### ASSIGNMENT
Please repeat, from the entries that follow, the lines from the one containing "Not sure if" through the one containing "#### Basic packages" exactly, adding nothing.

### TASK DATA
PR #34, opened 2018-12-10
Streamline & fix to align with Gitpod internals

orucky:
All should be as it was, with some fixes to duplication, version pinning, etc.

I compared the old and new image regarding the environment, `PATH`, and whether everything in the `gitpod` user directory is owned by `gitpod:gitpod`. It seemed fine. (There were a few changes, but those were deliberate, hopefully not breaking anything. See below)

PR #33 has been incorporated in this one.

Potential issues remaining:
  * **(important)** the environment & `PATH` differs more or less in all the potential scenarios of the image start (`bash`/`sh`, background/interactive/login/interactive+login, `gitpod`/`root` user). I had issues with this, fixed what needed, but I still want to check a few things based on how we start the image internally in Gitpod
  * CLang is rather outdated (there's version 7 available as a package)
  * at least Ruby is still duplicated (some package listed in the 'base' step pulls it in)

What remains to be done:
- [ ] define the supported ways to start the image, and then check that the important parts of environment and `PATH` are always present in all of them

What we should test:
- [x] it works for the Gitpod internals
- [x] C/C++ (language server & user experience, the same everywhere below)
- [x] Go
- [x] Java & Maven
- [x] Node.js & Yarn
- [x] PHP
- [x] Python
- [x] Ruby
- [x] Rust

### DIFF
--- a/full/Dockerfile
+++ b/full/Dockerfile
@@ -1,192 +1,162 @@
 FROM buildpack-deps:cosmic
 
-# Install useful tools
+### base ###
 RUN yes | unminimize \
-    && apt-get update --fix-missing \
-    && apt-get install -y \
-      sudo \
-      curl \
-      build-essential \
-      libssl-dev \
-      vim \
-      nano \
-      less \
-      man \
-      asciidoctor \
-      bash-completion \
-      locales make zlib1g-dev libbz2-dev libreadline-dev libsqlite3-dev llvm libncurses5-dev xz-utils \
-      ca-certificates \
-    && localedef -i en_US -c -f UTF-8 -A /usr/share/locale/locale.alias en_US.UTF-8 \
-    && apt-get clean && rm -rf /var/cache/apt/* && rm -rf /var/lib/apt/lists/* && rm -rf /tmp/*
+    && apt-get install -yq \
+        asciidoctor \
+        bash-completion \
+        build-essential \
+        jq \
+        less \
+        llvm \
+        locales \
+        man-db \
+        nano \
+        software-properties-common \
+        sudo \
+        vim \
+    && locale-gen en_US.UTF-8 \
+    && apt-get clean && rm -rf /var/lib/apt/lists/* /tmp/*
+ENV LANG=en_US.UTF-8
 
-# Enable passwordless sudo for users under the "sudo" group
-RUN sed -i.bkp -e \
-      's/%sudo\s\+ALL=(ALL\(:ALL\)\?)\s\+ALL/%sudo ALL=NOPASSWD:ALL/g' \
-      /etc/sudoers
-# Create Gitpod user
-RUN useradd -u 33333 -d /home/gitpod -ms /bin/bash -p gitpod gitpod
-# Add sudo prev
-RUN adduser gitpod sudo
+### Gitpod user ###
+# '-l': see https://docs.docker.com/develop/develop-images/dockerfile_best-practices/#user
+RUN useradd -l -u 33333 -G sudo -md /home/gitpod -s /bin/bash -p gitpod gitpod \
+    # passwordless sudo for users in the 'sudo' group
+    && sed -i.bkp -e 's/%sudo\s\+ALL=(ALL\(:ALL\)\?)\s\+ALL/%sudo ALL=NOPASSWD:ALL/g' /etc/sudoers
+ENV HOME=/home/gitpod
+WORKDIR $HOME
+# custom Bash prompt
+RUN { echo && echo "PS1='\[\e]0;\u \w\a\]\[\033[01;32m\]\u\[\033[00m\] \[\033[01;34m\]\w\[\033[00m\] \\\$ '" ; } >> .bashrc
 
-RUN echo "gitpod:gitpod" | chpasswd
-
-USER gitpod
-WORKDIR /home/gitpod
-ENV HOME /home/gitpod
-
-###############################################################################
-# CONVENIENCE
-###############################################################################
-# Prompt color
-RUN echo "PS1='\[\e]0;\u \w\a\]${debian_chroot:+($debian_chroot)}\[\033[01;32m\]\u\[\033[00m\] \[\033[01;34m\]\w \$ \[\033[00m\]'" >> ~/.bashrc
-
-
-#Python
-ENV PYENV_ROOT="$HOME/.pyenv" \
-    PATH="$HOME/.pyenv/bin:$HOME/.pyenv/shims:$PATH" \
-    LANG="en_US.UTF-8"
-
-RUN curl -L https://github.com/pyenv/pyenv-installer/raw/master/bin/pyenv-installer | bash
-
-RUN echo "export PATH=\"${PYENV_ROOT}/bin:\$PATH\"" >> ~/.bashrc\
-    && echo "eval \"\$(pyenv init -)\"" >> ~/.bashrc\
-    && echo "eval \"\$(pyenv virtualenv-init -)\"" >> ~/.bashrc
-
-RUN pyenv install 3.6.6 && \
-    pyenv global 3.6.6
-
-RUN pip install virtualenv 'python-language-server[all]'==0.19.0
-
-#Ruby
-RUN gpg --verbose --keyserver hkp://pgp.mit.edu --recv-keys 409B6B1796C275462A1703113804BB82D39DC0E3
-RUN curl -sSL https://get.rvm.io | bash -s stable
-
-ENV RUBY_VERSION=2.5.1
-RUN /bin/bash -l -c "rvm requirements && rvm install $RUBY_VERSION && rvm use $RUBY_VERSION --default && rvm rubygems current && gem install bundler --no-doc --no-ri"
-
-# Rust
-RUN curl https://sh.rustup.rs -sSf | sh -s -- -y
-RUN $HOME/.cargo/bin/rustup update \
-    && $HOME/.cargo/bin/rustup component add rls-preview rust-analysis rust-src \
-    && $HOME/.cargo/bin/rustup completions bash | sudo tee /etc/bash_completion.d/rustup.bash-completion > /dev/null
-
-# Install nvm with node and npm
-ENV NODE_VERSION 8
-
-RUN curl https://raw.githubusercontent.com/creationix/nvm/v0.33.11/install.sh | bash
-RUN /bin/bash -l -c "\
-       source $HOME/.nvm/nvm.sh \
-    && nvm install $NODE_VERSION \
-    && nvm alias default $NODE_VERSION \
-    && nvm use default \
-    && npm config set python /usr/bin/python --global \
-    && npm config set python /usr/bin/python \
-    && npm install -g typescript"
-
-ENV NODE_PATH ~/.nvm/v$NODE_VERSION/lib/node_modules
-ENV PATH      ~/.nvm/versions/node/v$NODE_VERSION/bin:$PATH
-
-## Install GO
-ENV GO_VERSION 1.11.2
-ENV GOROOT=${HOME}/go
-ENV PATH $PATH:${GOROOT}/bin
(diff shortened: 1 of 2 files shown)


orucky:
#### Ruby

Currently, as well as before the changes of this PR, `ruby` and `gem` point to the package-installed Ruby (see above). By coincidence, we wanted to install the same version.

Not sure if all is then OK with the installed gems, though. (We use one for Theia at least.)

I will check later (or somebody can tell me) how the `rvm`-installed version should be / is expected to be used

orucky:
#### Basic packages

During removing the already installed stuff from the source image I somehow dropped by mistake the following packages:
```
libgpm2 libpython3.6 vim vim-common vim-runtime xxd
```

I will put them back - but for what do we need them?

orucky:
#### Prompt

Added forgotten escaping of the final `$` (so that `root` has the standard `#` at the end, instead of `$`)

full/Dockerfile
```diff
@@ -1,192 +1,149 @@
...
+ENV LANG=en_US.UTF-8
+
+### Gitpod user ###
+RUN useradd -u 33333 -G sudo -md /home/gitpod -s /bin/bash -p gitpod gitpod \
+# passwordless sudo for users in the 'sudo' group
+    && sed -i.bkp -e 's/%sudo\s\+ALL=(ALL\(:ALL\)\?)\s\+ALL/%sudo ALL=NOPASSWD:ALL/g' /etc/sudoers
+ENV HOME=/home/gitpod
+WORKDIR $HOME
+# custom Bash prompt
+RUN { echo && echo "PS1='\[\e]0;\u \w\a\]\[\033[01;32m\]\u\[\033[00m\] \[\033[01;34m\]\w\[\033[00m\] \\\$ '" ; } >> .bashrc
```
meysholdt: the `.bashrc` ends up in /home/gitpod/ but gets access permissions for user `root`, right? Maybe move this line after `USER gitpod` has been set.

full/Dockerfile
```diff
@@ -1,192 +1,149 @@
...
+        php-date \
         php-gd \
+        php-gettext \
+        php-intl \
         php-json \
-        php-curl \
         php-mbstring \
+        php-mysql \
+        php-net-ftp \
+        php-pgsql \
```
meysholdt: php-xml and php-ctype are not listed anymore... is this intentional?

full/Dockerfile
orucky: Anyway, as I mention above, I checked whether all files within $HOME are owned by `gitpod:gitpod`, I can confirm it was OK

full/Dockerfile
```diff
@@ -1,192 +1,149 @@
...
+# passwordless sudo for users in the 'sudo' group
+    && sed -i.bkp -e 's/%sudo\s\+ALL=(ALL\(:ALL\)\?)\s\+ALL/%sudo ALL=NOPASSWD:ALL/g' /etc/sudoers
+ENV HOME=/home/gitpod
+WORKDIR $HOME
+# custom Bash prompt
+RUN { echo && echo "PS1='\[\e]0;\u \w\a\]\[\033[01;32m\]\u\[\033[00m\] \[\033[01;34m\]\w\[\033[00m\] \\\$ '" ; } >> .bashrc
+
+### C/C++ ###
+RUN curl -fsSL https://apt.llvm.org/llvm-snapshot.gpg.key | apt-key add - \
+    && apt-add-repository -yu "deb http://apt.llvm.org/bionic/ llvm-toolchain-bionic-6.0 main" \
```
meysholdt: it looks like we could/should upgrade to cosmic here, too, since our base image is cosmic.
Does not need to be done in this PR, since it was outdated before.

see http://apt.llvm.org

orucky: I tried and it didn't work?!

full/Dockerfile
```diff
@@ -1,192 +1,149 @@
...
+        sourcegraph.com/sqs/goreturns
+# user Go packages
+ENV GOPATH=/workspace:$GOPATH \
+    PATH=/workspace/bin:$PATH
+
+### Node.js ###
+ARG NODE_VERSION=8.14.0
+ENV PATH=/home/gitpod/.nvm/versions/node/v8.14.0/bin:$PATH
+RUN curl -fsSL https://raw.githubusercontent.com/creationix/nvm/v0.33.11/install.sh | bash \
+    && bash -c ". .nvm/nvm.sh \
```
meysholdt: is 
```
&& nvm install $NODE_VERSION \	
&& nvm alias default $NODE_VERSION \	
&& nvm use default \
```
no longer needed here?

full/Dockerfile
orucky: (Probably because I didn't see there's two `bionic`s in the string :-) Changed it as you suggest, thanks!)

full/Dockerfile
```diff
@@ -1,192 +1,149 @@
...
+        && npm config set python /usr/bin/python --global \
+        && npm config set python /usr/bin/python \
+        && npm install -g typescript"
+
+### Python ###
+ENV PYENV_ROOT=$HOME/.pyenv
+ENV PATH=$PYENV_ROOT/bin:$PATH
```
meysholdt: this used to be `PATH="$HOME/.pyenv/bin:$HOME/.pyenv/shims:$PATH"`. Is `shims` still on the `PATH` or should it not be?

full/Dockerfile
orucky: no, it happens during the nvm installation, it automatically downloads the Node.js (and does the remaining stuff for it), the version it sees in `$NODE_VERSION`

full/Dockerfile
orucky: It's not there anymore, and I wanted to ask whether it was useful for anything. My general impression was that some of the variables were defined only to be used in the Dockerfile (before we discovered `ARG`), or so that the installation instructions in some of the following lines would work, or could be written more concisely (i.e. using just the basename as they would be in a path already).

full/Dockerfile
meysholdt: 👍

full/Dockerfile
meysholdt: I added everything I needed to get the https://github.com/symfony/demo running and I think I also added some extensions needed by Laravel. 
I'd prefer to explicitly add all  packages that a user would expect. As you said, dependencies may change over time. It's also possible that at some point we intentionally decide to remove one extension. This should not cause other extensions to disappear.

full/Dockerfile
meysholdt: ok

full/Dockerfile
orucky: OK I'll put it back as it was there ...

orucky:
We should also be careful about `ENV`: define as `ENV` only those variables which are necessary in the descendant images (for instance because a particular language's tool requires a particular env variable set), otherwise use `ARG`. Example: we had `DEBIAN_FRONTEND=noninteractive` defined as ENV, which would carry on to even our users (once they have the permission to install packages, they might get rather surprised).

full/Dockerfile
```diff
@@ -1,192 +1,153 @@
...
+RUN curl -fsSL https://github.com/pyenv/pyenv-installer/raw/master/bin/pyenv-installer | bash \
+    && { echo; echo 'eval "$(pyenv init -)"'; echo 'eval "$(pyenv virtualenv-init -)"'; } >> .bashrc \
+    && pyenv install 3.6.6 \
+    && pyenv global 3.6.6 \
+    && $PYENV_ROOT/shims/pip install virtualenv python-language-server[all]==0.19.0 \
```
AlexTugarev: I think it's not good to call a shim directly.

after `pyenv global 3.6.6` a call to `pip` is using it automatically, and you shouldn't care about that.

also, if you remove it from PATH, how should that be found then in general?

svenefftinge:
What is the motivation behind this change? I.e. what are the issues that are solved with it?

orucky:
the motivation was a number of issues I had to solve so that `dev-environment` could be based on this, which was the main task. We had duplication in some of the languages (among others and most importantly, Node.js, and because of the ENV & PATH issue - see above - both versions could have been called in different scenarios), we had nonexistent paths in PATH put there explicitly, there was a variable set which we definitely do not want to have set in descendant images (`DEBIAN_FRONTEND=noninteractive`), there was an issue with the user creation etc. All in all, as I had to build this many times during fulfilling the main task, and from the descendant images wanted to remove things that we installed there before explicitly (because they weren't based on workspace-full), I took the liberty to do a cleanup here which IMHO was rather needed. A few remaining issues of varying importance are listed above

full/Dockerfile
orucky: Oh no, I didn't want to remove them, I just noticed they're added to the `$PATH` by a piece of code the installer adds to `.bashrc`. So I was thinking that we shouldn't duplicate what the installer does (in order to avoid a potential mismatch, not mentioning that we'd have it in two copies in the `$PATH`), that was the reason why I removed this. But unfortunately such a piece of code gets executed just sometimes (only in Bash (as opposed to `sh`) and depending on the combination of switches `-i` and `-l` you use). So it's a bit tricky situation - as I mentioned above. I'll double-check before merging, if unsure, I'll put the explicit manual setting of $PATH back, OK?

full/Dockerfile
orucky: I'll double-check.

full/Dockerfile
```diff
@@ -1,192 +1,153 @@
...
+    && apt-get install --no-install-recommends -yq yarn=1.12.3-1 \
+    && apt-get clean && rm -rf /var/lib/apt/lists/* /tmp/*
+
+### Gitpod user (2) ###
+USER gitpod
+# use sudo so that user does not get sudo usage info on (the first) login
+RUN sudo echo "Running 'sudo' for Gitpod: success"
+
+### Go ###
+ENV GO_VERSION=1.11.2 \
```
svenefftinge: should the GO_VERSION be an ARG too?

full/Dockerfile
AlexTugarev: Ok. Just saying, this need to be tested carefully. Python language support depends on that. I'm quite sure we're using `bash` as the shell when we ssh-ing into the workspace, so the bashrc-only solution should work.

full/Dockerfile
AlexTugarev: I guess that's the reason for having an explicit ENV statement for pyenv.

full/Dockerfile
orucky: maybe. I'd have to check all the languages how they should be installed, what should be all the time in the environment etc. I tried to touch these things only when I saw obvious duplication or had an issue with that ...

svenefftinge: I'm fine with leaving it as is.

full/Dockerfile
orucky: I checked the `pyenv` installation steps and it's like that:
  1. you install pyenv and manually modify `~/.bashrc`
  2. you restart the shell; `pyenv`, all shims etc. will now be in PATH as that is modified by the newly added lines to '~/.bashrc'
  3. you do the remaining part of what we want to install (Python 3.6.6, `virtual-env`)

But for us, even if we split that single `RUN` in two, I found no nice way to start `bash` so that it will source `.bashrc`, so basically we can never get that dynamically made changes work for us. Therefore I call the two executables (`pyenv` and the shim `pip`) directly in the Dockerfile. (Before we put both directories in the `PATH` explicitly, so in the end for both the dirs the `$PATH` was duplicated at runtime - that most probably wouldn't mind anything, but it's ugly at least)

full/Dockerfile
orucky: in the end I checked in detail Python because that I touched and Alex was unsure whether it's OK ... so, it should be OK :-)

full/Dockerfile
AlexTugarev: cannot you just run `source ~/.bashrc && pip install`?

### WRITTEN SOLUTION
Not sure if all is then OK with the installed gems, though. (We use one for Theia at least.)

I will check later (or somebody can tell me) how the `rvm`-installed version should be / is expected to be used

orucky:
#### Basic packages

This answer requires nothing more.